Perception matters more than voting trends, and our view of three parties may have been changed utterly by the election results, writes Jim Duffy.
Tip O'Neill said "all politics is local". It would be more accurate to say "all politics is perception", for it is perception that ultimately shapes our attitudes and perspectives on politics and politicians. Just how true that is can be seen in the impact of the 2004 elections on three political parties. How we see them, and whether we can now vote for them, may well have been changed utterly by the election results.
Take Fine Gael. Since Garret FitzGerald's retirement as leader in 1987, the party has faced an ever-growing crisis of perceived relevance, as shown in the low satisfaction rating of its leaders. Put simply, voters were so indifferent that they couldn't be bothered learning enough to give themselves a positive perception of whomever was Fine Gael leader.
No matter what Fine Gael did, public indifference meant that it was not noticed, so producing constant stagnancy in opinion polls. Effectively, the party was haunted by a cyclical perception of irrelevance: the media ignored or ridiculed it, picking up on negative vibes from voters. The voters, reacting to media hostility, did the same. And its senior members, finding that they could make no impact, became lethargic, producing a bad press, which produced negative public perceptions, which . . . etc.
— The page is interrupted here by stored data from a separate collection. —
PR #3075, opened 2025-09-23
feat(lazer/js/sdk): add REST endpoints and examples

tejasbadadare:
## Summary

- Add Lazer REST API support to `PythLazerClient`. Previously, the client was only focused on the WS streaming API. This PR adds support for our other consumer endpoints and makes the SDK more useful.
  - Add `get_symbols()` -- fetch feed metadata, with optional `query` and `asset` filters
  - Add `get_latest_price()` -- fetch latest prices by ID or symbol
  - Add `get_price()` -- fetch historical prices by ID or symbol

- Update config. Now that the client also handles REST endpoints and not just WS, expanded the configuration to account for these. The config is now:
  - ```typescript
    export type LazerClientConfig = {
      token: string;
      metadataServiceUrl?: string; // Metadata URL with default (currently history service)
      priceServiceUrl?: string; // Price URL with default (currently router)
      logger?: Logger; // Optional logger
      webSocketPoolConfig?: WebSocketPoolConfig; // Old config (WS params)
    };
    ```
  - I named the URL params based on the product surface they expose rather than internal service names, since these will change once the endpoints are unified under an API gateway.

- Add more examples to showcase different APIs. Check it out: https://asciinema.org/a/T4rLhqb3EAt2tM7dB1JtrngNA
  - `pnpm run example:streaming`: streams prices over WS, parses them to human-friendly format using the exponent, and renders them in-place on the terminal to showcase the fast update rate
  - `pnpm run example:symbols`: get all symbols, search by symbol name and/or asset type
  - `pnpm run example:history`: get latest price and timestamped price

## How has this been tested?

- [ ] Added new tests

### DIFF
--- a/lazer/sdk/js/examples/streaming.ts
+++ b/lazer/sdk/js/examples/streaming.ts
@@ -117,6 +117,7 @@ client.unsubscribe(1);
 client.unsubscribe(2);
 client.unsubscribe(3);
 
+// Clear screen and move cursor to top
 process.stdout.write("\u001B[2J\u001B[H");
 console.log("🛑 Shutting down Pyth Lazer demo after 30 seconds...");
 console.log("👋 Goodbye!");


lazer/sdk/js/examples/streaming.ts
```diff
@@ -0,0 +1,115 @@
...
+  jsonBinaryEncoding: "hex",
+});
+
+await new Promise((resolve) => setTimeout(resolve, 30_000));
+
+client.unsubscribe(1);
+client.unsubscribe(2);
+client.unsubscribe(3);
+
+process.stdout.write("\u001B[2J\u001B[H");
```
keyvankhademi, line 121: what is this?

tejasbadadare: It clears the screen haha. I'll leave a comment

lazer/sdk/js/examples/util.ts
```diff
@@ -0,0 +1,131 @@
...
+    const timeAgo = Math.round(Date.now() - feed.lastUpdate.getTime());
+
+    const symbolName = symbolsMap.get(Number(feed.priceFeedId));
+    const displayName = symbolName
+      ? `Feed ID: ${feed.priceFeedId.toString()} (${symbolName})`
+      : `Feed ID: ${feed.priceFeedId.toString()}`;
+
+    console.log(`\u001B[36m${(index + 1).toString()}. ${displayName}\u001B[0m`);
+    console.log(
+      `   💰 Price: \u001B[32m$${readablePrice.toLocaleString("en-US", { minimumFractionDigits: 2, maximumFractionDigits: 8 })}\u001B[0m`,
```
darunrs, line 52: nit: I feel like if we want to commit to doing things like coloring our logs, it's better to add something like chalk. Seeing ANSI codes just feels weird to me.

lazer/sdk/js/examples/streaming.ts
```diff
@@ -0,0 +1,125 @@
...
+      break;
+    }
+    case "binary": {
+      // Print out the binary hex messages if you want:
+      // if ("solana" in message.value) {
+      //   console.info("solana message:", message.value.solana?.toString("hex"));
+      // }
+      // if ("evm" in message.value) {
+      //   console.info("evm message:", message.value.evm?.toString("hex"));
+      // }
```
darunrs, line 65: Remove?

lazer/sdk/js/examples/streaming.ts
```diff
@@ -0,0 +1,125 @@
+/* eslint-disable no-console */
+/* eslint-disable @typescript-eslint/no-empty-function */
+/* eslint-disable unicorn/prefer-top-level-await */
+
+import { renderFeeds, refreshFeedDisplay } from "./util.js";
+import type { JsonUpdate } from "../src/index.js";
+import { PythLazerClient } from "../src/index.js";
+
+// Ignore debug messages
+console.debug = () => {};
```
darunrs, line 10: Should we be doing this at a file level? I feel like we should respect the log level that is passed into the execution call.

lazer/sdk/js/src/protocol.ts
```diff
@@ -97,3 +97,63 @@ export const FORMAT_MAGICS_LE = {
   LE_ECDSA: 1_296_547_300,
   LE_UNSIGNED: 1_499_680_012,
 };
+
```
darunrs, line 100: Hopefully maintaining this isn't a big problem. I wonder if we should set up something where we define the types in Rust somewhere once, and then derive types from it for other languages. Maybe @cprussin has some ideas. This is probably fine for now.

lazer/sdk/js/examples/util.ts
tejasbadadare: Yeahh didn't wanna add a dependency just for this since its not really service logs or a core part of the package.

lazer/sdk/js/examples/streaming.ts
tejasbadadare: Left it in as a hint for people who want to use the binary message

lazer/sdk/js/examples/streaming.ts
tejasbadadare: Yeah there is no `console.setLevel` unfortunately, this is a common workaround to set "log level" when using `console` directly as a logger. Functionally its the same as passing in a `ts-log` instance or something, but again its just an example so didn't want to prescribe things like which logger to pass in.

lazer/sdk/js/src/protocol.ts
tejasbadadare: Yeah it's a good point, i don't have a strong opinion here -- in the Hermes client, we get the types from the hermes /docs OpenAPI json, which seems as good a place as any to consider the source of truth for types. We don't have OpenAPI support yet in router yet though. There's some interesting projects out there for this as well: https://github.com/Aleph-Alpha/ts-rs

PR #3085, opened 2025-09-25
feat: Allow date range selection in charts

fhqvst:
## Summary

Initially based on #2986, this PR adds support for "resolution" and "lookback" selection in the chart component.

image

## How has this been tested?

- [ ] Added new tests


apps/insights/src/app/historical-prices/route.ts
```diff
@@ -1,17 +1,102 @@
...
+  if (!parsed.success) {
+    return new Response(`Invalid params: ${parsed.error.message}`, {
+      status: 400,
+    });
+  }
+
+  const { symbol, publisher, cluster, from, to, resolution } = parsed.data;
+
+  try {
+    checkMaxDataPointsInvariant(from, to, resolution);
```
cprussin: Personally, I'm not a fan of functions with hidden side effects.  I also think the implementation of `checkMaxDataPointsInvariant` is unnecessarily awkward -- I prefer to avoid the unnecessary use of `let` bindings, and it's less concise than it needs to be.  Additionally, the current implementation is using [exceptions as control flow](https://wiki.c2.com/?DontUseExceptionsForFlowControl) which I generally try to avoid.

How something like this instead?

Fine Gael's failure to define itself in the 1990s produced the disastrous meltdown of 2002, though in practice the meltdown was partly illusory; Ireland's relative rather than absolute proportional representation system gave the party an unprecedented "negative bounce" (i.e., fewer seats than in percentage terms it should have won).
Thanks to the 2002 result its perceived credibility practically hit zero, meaning that the 2004 elections were almost literally its last chance to avoid implosion and the fate of the British Liberals at best (become a small fringe party), the Canadian Conservatives at worst (be wiped out). Face local and European meltdown following on the Dáil meltdown, and Fine Gael would be finished.
Instead in 2004, to the surprise of critics, it experienced a paradigm shift, going from perceived decaying irrelevance to perceived serious challenger to head an alternative government. From widespread ignoring, it now has the attention of voters and media alike. Its central task now is to deliver credible policies and vision to convince people to vote for it in the next general election.
For Sinn Féin, too, the 2004 elections offered a unique chance to rebrand public perception of itself. Sinn Féin had been seen by those not supporting it as small, self-righteous and besotted with its own brand of republicanism, hence support bases in fringe communities and among devotees of its brand of republicanism.
2004 changed all that, however, showing that the party had a far larger electoral appeal which can draw across-the-board transfers. Put simply, the party has moved from republican politics to politics of the Republic.
However, as with Fine Gael, its task is now to deliver on its promise and perceived electoral value. Get it right and it could be seen, long-term, as a radical focus for change. Get it wrong and it could be seen as just another small radical republican party that promised a lot and delivered little. In other words it could become the new Fianna Fáil, or the new Clann na Poblachta.
The third party to undergo a change in image in perception thanks to the local and European elections is Fianna Fáil.
Fianna Fáil's image was simple: it was perceived as the dominant political force in Ireland. The reality was different. Since the 1980s the party, with the odd blip, has been in long-term electoral decline. The early 1990s saw its support drop to 1930s levels, only exceeded by 2004, when the party went down to 1920s levels of support.
But the scale of the decline in Fianna Fáil's case had long been masked by its continuation in power and most dramatically by the 2002 general election, when the party, again thanks to our relative rather than absolute system of PR, received an astonishing bounce of extra seats. That made the election look like a success when it was in reality another mediocre performance in its long-term decline.
Take away the party's successful candidate strategy in maximising seats on declining votes, the weak Opposition and the incredibly lucky bounce in seat numbers, and 2002 looks far less rosy for the party than public perception thinks.
Which is why the 2004 election results for Fianna Fáil are so important, because they have the potential to rewrite the public perception and make the "guaranteed top-dogs" look distinctly vulnerable. 2004 marks Irish politics's "the emperor has no clothes" moment, when the truth, not misleading perception, of Fianna Fáil's electoral vulnerability stands before the electorate. For all three parties in 2004, past rather cliched public perceptions of themselves, their strengths and their weaknesses have been undermined.
All three, however, need to follow through - Sinn Féin to build up its support base outside traditional republican heartlands and move beyond its one issue "It's the Belfast Agreement, stupid!" mantra. In Fine Gael's case, it needs to convince voters that it is a credible fulcrum on which the next anti-Fianna Fáil coalition of red and green can be balanced.
Fianna Fáil needs to realise it faces a potentially damaging pincer movement: a Fine Gael-led alternative government now perceived as electable, on the one hand, and a rebranded, votable Sinn Féin, chasing its republican support base on the other.